Interestingly, the NPV for HPV-positive OPC patients was higher than for the HPV-negative sub-group. Fakhry et al. previously reported that HPV-positive status was a good prognostic indicator with better CRT sensitivity and patient outcome27. This is relevant in indeterminate cases, where use of these IC may provide more information on guiding optimal management between neck dissection or surveillance. Previous research has demonstrated no association between HPV status and other semi-quantitative imaging markers in relation to predicting recurrence28. The higher NPV in HPV-positive patients may be potentially useful for clinicians when considering additional treatments such as neck dissection.

The prognostic value of PET is more uncertain when FDG uptake is equivocal/indeterminate across all four IC, with a low PPV, although this observation is limited by a relatively low number of cases fitting this sub-group with a median number of 22 for all tumour and node cases although this group was as low as one in the HPV status and hypopharynx/larynx subgroup analysis. The ability to more accurately distinguish between benign post-treatment inflammation or residual disease remains of paramount clinical importance as each scenario would require significantly different patient management. In longitudinal PET studies assessing lymphoma, equivocal scans have proved to represent a good rather than bad prognosis29. In the meantime, as advocated by the IC such as NI-RADS, indeterminate cases may be best followed up non-invasively with imaging in the form of a contrast-enhanced CT or PET17. One option is to perform a second interval PET-CT response assessment. Porceddu et al. recommend a further repeat PET-CT 4–6 weeks later (16 weeks post treatment) if the first one shows indeterminate response, with no subsequent cases of nodal failure12. Similarly a recent publication from our group highlighted that a second-look PET-CT 13 weeks median duration from the first response assessment PET-CT (median 30 weeks post treatment) found the majority of incomplete response cases convert to a complete metabolic response30. Follow-up imaging at an earlier time point results in a higher number of false positive results31. This warrants future evaluation in a larger prospective cohort.

Inter-observer agreement of IC was not assessed in this study mainly because previous work has shown these IC to be highly reproducible14,16. Limitations include the retrospective study design, heterogenous patient cohort with different sites of HNSCC and the slight difference in treatment with the majority having CRT but a small group having radiotherapy only.

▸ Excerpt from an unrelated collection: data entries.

PR #3850, opened 2024-09-19
fix: add file extension control to GitHub workflows

### LINKED ISSUE #3851: Unable to change GitHub workflow file extension

giseburt:
Fixes #3851

---

### DIFF
--- a/src/github/workflows.ts
+++ b/src/github/workflows.ts
@@ -9,6 +9,14 @@ import { deepMerge, kebabCaseKeys } from "../util";
 import { YamlFile } from "../yaml";
 
 /**
+ * File extension for the workflow file.
+ */
+export enum WorkflowYamlExtension {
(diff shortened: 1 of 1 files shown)


mrgrain:
Wondering if we can combine this with this: https://github.com/projen/projen/pull/3814

PR #3855, opened 2024-09-21
feat(node)!: default to LTS version in GitHub Actions workflows and match `@types/node` to TypeScript version

mrgrain:
Previously the default node version used in GitHub Actions workflows was explicitly defined by projen and updated periodically. A similar change has been made to the version of `@types/node` for typescript projects. With these changes projen won't have to release an update anymore to update the versions. Instead a sensible default is used that will automatically move forward. If users desire more explicit control over versions, they can opt-in to control these versions themselves.

Also clarifies the intended usage of `minNodeVersion` and `maxNodeVersion` which should not be used in most cases.

BREAKING CHANGE: The `workflowNodeVersion` used in GitHub Actions Workflows now defaults to `lts/*`. To revert to the previous behavior, set `workflowNodeVersion: '18.x'`. 

BREAKING CHANGE: The version of the`@types/node` dev dependency now falls back to match the version of TypeScript and then the latest version if `minNodeVersion` is not set. To revert to the previous behavior, add an explicit devDependency on `@types/node` with the desired version.

---


src/javascript/node-package.ts
```diff
@@ -216,16 +216,35 @@ export interface NodePackageOptions {
...
    *
-   * @default - no "engines" specified
+   * The value indicates that the package is incompatible with any older versions of node.
+   * This requirement is enforced via the engines field.
+   *
+   * You will normally not need to set this option, even if your package is incompatible with EOL versions of node.
+   * Consider this option only if your package depends on a specific feature, that is not available in other LTS versions.
+   * Setting this option has very high impact on the consumers of your package,
+   * as package managers will actively prevent usage with node versions you have marked as incompatible.
+   *
```
rix0rrr, line 229: ❤️

src/javascript/node-project.ts
```diff
@@ -170,9 +170,11 @@ export interface NodeProjectOptions
   readonly releaseToNpm?: boolean;
 
   /**
-   * The node version to use in GitHub workflows.
+   * The node version used in GitHub Actions workflows.
    *
-   * @default - same as `minNodeVersion`
+   * Always use this option if your GitHub Actions workflows require a specific to run.
+   *
+   * @default - `lts/*` or `minNodeVersion` if set
```
rix0rrr, line 177:
```suggestion
   * @default - `minNodeVersion` if set, otherwise `lts/*`.
```

src/typescript/typescript.ts
```diff
@@ -611,6 +601,35 @@ export class TypeScriptProject extends NodeProject {
...
+   *
+   * If the user has already added this dependency, do nothing.
+   * Otherwise match the version to the used typescript version.
+   * If not available, fall back to the major version of `minNodeVersion`.
+   * If not available, we use latest and let the user manage the version.
+   */
+  private addNodeTypesVersion(tsVersion?: string, minNodeVersion?: string) {
+    const name = "@types/node";
+
+    if (this.deps.tryGetDependency(name, DependencyType.BUILD)) {
```
rix0rrr, line 615: Yes it should be a BUILD dependency, but what if a user added it in the wrong place?

src/typescript/typescript.ts
```diff
@@ -611,6 +601,35 @@ export class TypeScriptProject extends NodeProject {
...
+      return;
+    }
+
+    // coerce version, since the ts version likely something like ~5.3.0
+    const tsParsed = semver.coerce(tsVersion);
+    if (tsParsed) {
+      return this.addDevDeps(`${name}@ts${tsParsed.major}.${tsParsed.minor}`);
+    }
```
rix0rrr, line 623: I'm not sure exactly what this `ts5.5` tag is for, but this seems a bit dangerous?

Presumably it's the *latest* `@types/node` package that is compatible with the given TS version? 

Shouldn't we do the lower bound check on `minNodeVersion` before defaulting to "the newest @types/node that we can support" ? You are liable to use Node features that aren't supported on a version of Node you'll be deploying to?

src/typescript/typescript.ts
mrgrain: This certainly is a somewhat undefined oddity in projen at the moment. It exists in a few places. I reckon we would want a set of conditional add methods that check, check and add, check and warn, check and warn and add etc.

But I think this is okay to be out of scope here. The issue already exists pre this PR.

src/typescript/typescript.ts
mrgrain: Swapped the order

rix0rrr (approved):

PR #3861, opened 2024-09-25
feat(node-package): allow reset node package manager

floydspace:
Hello,

Following PR makes an ability to reset the node package manager dynamically.
I have the following use case, the component which decorates the project and sets a new package manager:

```ts
import { Component, Project, javascript } from "projen";

export interface OnlyAllowOptions {
  packageManager?: javascript.NodePackageManager;
}

export class OnlyAllow extends Component {
  constructor(project: javascript.NodeProject, options?: OnlyAllowOptions) {
    super(project);

    project.package.setPackageManager(
      options?.packageManager ?? javascript.NodePackageManager.NPM,
    );

    project.addDevDeps("only-allow");

    project.addScripts({
      preinstall: `npx only-allow ${project.package.packageManager}`,
    });
  }
}

//...

new OnlyAllow(project, {
  packageManager: javascript.NodePackageManager.PNPM
});
```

Emerging studies exploring the utility of radiomic features extracted from head and neck cancers highlight the potential for more accurate prediction of disease progression using novel imaging signatures which could be augmented by artificial intelligence techniques32,33,34. Although there is no current clinical implementation of a radiomic-based decision-support system in this clinical scenario, in the future this may emerge and could result in better patient stratification and personalization of treatment34. Some challenges remain ahead of this including a need for greater data transparency, multi-centre collaborations for cross-validation and to confirm reproducibility of radiomic analysis methods34.

Conclusion

Assessment with FDG PET-CT post-treatment in HNSCC is accurate for prediction of complete response or disease progression. All four analysed IC have similar diagnostic performance characteristics however Porceddu and Deauville provide the best trade off minimising indeterminate scores whilst maintaining a high NPV.